Der Chirurg der Medizinischen Hochschule Hannover leistet mit einer Gruppe vom Verband Kurdischer Ärzte in Deutschland humanitäre Hilfe in der Stadt Sacho nahe der Grenze zur Türkei. Der Ort sei erste Anlaufstelle für die Flüchtlinge gewesen und beherbergt nach Bektas' Angaben noch 190.000 von ihnen.
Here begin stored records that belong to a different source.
Issue #190, opened 2021-08-06
Document how to debug apps with VS Code


swift-kim:
https://github.com/sony/flutter-elinux/wiki/Debugging-with-VSCode

cc @xuelian-bai Did you know this? This is cool!

swift-kim:
I'm planning to let the tool automatically configure `launch.json` on app launch so that the user doesn't have to copy and paste `observatoryUri` manually. In that way, the user can just press the Run button (F5) to attach to a running app and start debugging. I'll prepare a PR soon.

cc @xuelian-bai

xuelian-bai:
That sounds good. 
I have one concern, in vscode, for example, run a java application, user can set breakpoint and run, user don't need to attach a running app manually, in this way, user can debug an app which may can't launch properly, but, if app can only be attached, the precondition is that the app can launch properly.
But, it seems that this method use offcial vscode flutter extension, which is not open source, I think maybe we have no other way to debug...

swift-kim:
@xuelian-bai Yes, I'm aware of that limitation. Only the "Attach and Debug" function can be supported in the way I mentioned. I'll try to find a way to enable "Run and Debug", but actually there could be no way to resolve the limitation. Still, I think the limitation is something that can be understanded by users as long as we document it properly.

> the precondition is that the app can launch properly.

FYI, there is an option `--start-paused` that can provided to the `flutter-tizen run` command. Code execution can be paused until a debugger is attached.

> offcial vscode flutter extension, which is not open source,

Why do you think it's not open-sourced: https://github.com/Dart-Code/Dart-Code :)

There's a chance to contribute to the project, as I mentioned as a second option in https://github.com/flutter-tizen/flutter-tizen/issues/88#issuecomment-823812365.

PR #196, opened 2021-08-13
Support attaching a debugger in VS Code

swift-kim:
Context: https://github.com/flutter-tizen/flutter-tizen/issues/190#issuecomment-897563757

Automatically creates or updates `.vscode/launch.json` file in the project directory to provide a debug configuration for the VS Code debugger. If the project is an example app of another plugin or module project, `.vscode/launch.json` in the parent directory is also created or updated.

Usage:
1. Run an app in either debug or profile mode using the `flutter-tizen run` command. (You can optionally specify the `--start-paused` option.)
2. Once the app is launched, open the **Run and Debug** menu in VS Code and choose **flutter-tizen: Attach (project_name)** from available configurations.
3. Press Run (▷) or F5 to attach to the running app.
4. Try breakpoints, widget inspector, etc.

### DIFF
--- a/lib/vscode_helper.dart
+++ b/lib/vscode_helper.dart
@@ -11,7 +11,7 @@ import 'package:flutter_tools/src/convert.dart';
 import 'package:flutter_tools/src/globals.dart' as globals;
 import 'package:flutter_tools/src/project.dart';
 
-const String kConfigNameAttach = 'Attach (flutter-tizen)';
+const String kConfigNameAttach = 'flutter-tizen: Attach';
 
 final RegExp _commentFormat =
     RegExp(r'(:?)(/\*([^*]|[\r\n]|(\*+([^*/]|[\r\n])))*\*+/|//.*\n?)');
@@ -28,14 +28,14 @@ String _removeComments(String jsonString) {
 
 void updateLaunchJsonFile(FlutterProject project, Uri observatoryUri) {
   Directory vscodeDir;
-  String cwd = r'${workspaceFolder}';
+  String workingDirectory = r'${workspaceFolder}';
   if (project.directory.basename == 'example') {
     final FlutterProject parentProject =
         FlutterProject.fromDirectory(project.directory.parent);
     if (parentProject.isPlugin || parentProject.isModule) {
       vscodeDir = parentProject.directory.childDirectory('.vscode')
         ..createSync(recursive: true);
-      cwd += '/example';
+      workingDirectory += '/example';
     }
   }
   vscodeDir ??= project.directory.childDirectory('.vscode')
@@ -74,7 +74,7 @@ void updateLaunchJsonFile(FlutterProject project, Uri observatoryUri) {
     if (config['name'] != kConfigNameAttach) {
       continue;
     }
-    config['cwd'] = cwd;
+    config['cwd'] = workingDirectory;
     config['observatoryUri'] = observatoryUri.toString();
   }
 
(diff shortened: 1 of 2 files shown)


lib/vscode_helper.dart
```diff
@@ -0,0 +1,83 @@
...
+  String cwd = r'${workspaceFolder}';
+  if (project.directory.basename == 'example') {
+    final FlutterProject parentProject =
+        FlutterProject.fromDirectory(project.directory.parent);
+    if (parentProject.isPlugin || parentProject.isModule) {
+      vscodeDir = parentProject.directory.childDirectory('.vscode')
+        ..createSync(recursive: true);
+      cwd += '/example';
+    }
+  }
```
WonyoungChoi, line 40: I think the `launch.json` file should be just located in  current project. Because users run and debug the example project itself, not a parent module or plugin. In general, users open the example project to debug it.

lib/vscode_helper.dart
```diff
@@ -0,0 +1,83 @@
...
+  vscodeDir ??= project.directory.childDirectory('.vscode')
+    ..createSync(recursive: true);
+
+  final File launchJsonFile = vscodeDir.childFile('launch.json');
+  String jsonString = '';
+  if (launchJsonFile.existsSync()) {
+    // Comments are allowed in launch.json file. Remove them to prevent
+    // decoding errors.
+    jsonString = _removeComments(launchJsonFile.readAsStringSync());
```
WonyoungChoi, line 49: just question :)  Is there any problem to parse comments with  `jsonDecoder` of `dart:convert` ?

swift-kim: Comments are not allowed in standard JSON files.

image

`jsonDecode` will throw an error when a comment is encountered.

WonyoungChoi: Oh.. I see. that's special thing about launch.json....  😲

swift-kim: Maybe I could create my own SAX-like JSON parser to keep the original comments, but it's not very easy :(

WonyoungChoi (approved):
LGTM 😃

swift-kim:
The difference between the URI logged to the console (Dart VM service URI) and the URI written to `launch.json` (DDS instance URI) comes from https://github.com/dart-lang/sdk/blob/master/pkg/dds/dds_protocol.md.

bbrto21:
I've always used Dev-tools for the web, it's so cool!!

bbrto21 (approved):

lib/vscode_helper.dart
```diff
@@ -0,0 +1,82 @@
...
+  }
+
+  Map<dynamic, dynamic> decoded = <dynamic, dynamic>{};
+  if (jsonString.isNotEmpty) {
+    try {
+      decoded = jsonDecode(jsonString) as Map<dynamic, dynamic>;
+    } on FormatException catch (error) {
+      globals.printError('Failed to parse ${launchJsonFile.path}:\n$error');
+      return;
```
xuelian-bai, line 54: If failed,why not just create a new one?

swift-kim: The file is not owned by the flutter-tizen tool but is managed by VS Code and the user, so we don't want to overwrite it arbitrarily.

Side note)
The main reason for the FormatException should be manually edited `launch.json` files which contain invalid "trailing commas". Similarly to "comments", trailing commas are not allowed in standard JSON but allowed in `launch.json` files which use extended JSON. I need to find a better way to handle this.

HakkyuKim (approved):
LGTM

Bei Temperaturen um die 45 Grad Celsius leiden nach seinen Schilderungen vor allem Kleinkinder an Auszehrung. "In Deutschland würde ich 70 Prozent der Kinder sofort auf die Intensivstation schicken." Viele Kinder hätten schwerste Durchfallerkrankungen oder Lungenentzündungen. Die Ärzte kämpften zudem mit einer hohen Zahl an Patienten - auf einen Arzt kämen pro Tag 300 Patienten. "Jeder zweite Patient ist ein Kind", sagte Bektas: "Und vor allem die Kleinkinder von eins bis drei, vier Jahren - die haben echte Probleme."